Chilean miner wins pasty prize
An award celebrating a centuries-old British delicacy has been won by a Chilean miner who can not speak English.
Jorge Pereira, who was attending the World Pasty Championships at the Eden Project in Cornwall as part of a two-month visit to the UK, won the open savoury amateur category with an empanada Chilena, a traditional Chilean pasty made with beef, onion, hard-boiled egg, olives and sultanas.
The origins of the pasty are themselves disputed between those from Cornwall and Devon, and date back to the 14th century when miners used to graze on the pastry-based finger food while working underground.
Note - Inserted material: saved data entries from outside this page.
Issue #232, opened 2020-04-25
Add context path to blitz generate


flybayer:
**What do you want and why do you want it?.**

Currently blitz generate command generates all files at the top level. So `blitz generate all tasks` puts the tasks files at `app/tasks/*`.

We need to add a context/namespace support that works like this:

```
blitz generate all admin/tasks
```
generates all the normal tasks files but at `app/admin/tasks/*`

General format is:

```
blitz generate TYPE [CONTEXT_PATH/]MODEL
```

- The model name is always the last segment of the input path.
- The `/app/` path is always implicit. 
- The context path can be many layers deep like `/clients/admin/internal/`

aem:
For queries and mutations this is pretty self-explanatory. For pages, will the context path also create a path prefix or just a top-level page with a logical organization in the file system? As a concrete example, using the `admin/tasks` example above, which of the following would we generate:

1. `app/admin/tasks/pages/admin/index.tsx`
2. `app/admin/tasks/pages/admin/tasks/index.tsx`
3. `app/admin/tasks/pages/tasks/index.tsx`
4. `app/admin/pages/admin/tasks/index.tsx`
5. `app/admin/pages/tasks/index.tsx`

I could make arguments for any of them based on how our file structure works

flybayer:
The context path will not go inside `pages/`, so the result would be (3)

`--parent` will be used for page nesting

We might need to add another flag later for arbitrary page nesting

PR #493, opened 2020-05-11
🚀 Add context path option to `blitz generate`

aem:
### Type: feature

Closes: https://github.com/blitz-js/blitz/issues/232

Adds a new CLI flag to support contextual file generation. Both Windows and UNIX paths are accepted, and you can pass the context in the model name rather than using the CLI flag if you'd like. That means all of the following are valid commands on any operating system:

* `blitz generate queries admin/tasks/todos`
* `blitz generate queries admin\tasks\todos`
* `blitz generate queries todos --context=admin/tasks`
* `blitz generate queries todos --context=admin\tasks`

All 4 of those output the exact same files - `app/admin/tasks/todos/queries/getTodo(s).ts`

### Checklist

- [x] Tests added for changes

### DIFF
--- a/packages/cli/src/commands/generate.ts
+++ b/packages/cli/src/commands/generate.ts
@@ -93,11 +93,11 @@ export class Generate extends Command {
 
   static flags = {
     help: flags.help({char: 'h'}),
-    // context: flags.string({
-    //   char: 'c',
-    //   description:
-    //     'The parent folder for nested generation. For example, generating `products` within a `store` would supply `-c store`. For nested contexts you may supply the full path.',
-    // }),
+    context: flags.string({
+      char: 'c',
+      description:
+        "Provide a context folder within which we'll place the generated files for better code organization. You can also supply this in the name of the model to be generated (e.g. `blitz generate query admin/projects`). Combining the `--context` flags and supplying context via the model name in the same command is not supported.",
+    }),
     'dry-run': flags.boolean({
       char: 'd',
       description: 'Show what files will be created without writing them to disk',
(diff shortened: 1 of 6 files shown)


flybayer:
Looks great! But fails for `admin\tasks`. I committed a failing tests to this branch.

```
~/c/b/e/store> blitz g all admin\pizza -d

Would create    app/adminpizzas/pages/adminpizzas/[id]/edit.tsx
Would create    app/adminpizzas/pages/adminpizzas/[id].tsx
Would create    app/adminpizzas/pages/adminpizzas/index.tsx
Would create    app/adminpizzas/pages/adminpizzas/new.tsx
Would create    app/adminpizzas/queries/getAdminpizza.ts
Would create    app/adminpizzas/queries/getAdminpizzas.ts
Would create    app/adminpizzas/mutations/createAdminpizza.ts
Would create    app/adminpizzas/mutations/deleteAdminpizza.ts
Would create    app/adminpizzas/mutations/updateAdminpizza.ts
```

aem:
@flybayer it seems like the test you committed will never pass on unix-based systems. any POSIX-compliant shell will escape the \t before it even gets into the node context. the last test in the suite that has the escaped `\` characters is correctly testing the windows behavior since the string we're operating on has the slashes in it, but the test with a single slash is testing how the script handles a context path of `admin    asks`. I think it makes sense to revert that test and merge as is

aem:
here's a contrived example in node of how JS handles this - 
```
> node
Welcome to Node.js v12.16.3.
Type ".help" for more information.
> let a = '\t'
undefined
> for (let i = 0; i < a.length; i++) {
... console.log(a[i]);
... }

undefined
> 
```

flybayer:
Ok that makes sense! I was just going off what you said in the first post:

>  That means all of the following are valid commands on any operating system:

aem:
@flybayer yeah my wording was incorrect there, backslashes will only work on windows. having said that, i don’t expect that to be an issue, i assume anyone on mac/linux is using forward slashes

A traditional Cornish pasty features chuck steak, potato, turnip and onion and is crimped on the side, while the Devon variety is crimped on the top.
Mr Pereira said through his wife Gail Cleverdon: "I feel very excited and happy to be so far from my country to win such a prize. It's all about getting recognition for my country rather than winning."
Betty Lethbridge, 88, mother of Fisherman's Friends singer John Lethbridge, won the amateur title.
The veteran crimper, from St Kew, said: "I've been making them for years and years. I started when I was eight years old. Mother used to make pasties so I used to roll the pastry out on a bench. You need to get really good meat to make a pasty and the seasoning is important."
The highest marks in the competition were awarded to professional winner Andy Heath from Bodmin, who scored 96 out of 100, and open savoury professional winner Luisa Ead from Padstow, who scored 97 with a smoked haddock, white wine and mustard pasty.
In the company categories, West Cornwall Pasty Company was victorious for the second year running. The event attracted around 150 pasty entries, a similar figure to last year, which was the highest to that point.
Eden Project spokesman David Rowe said: "The fourth World Pasty Championships was a very memorable one for sure. Mrs Lethbridge's win was such a heart-warming story. We commend the entrants who took so much pride in their pasties."
The Cornish pasty has had protective status since 2011, a distinctive sign used to identify it as originating from a certain place.
The following year, scores of bakers and consumers joined forces with politicians and regional newspaper the Western Morning News in a successful bid to force a Government U-turn on the controversial pasty tax.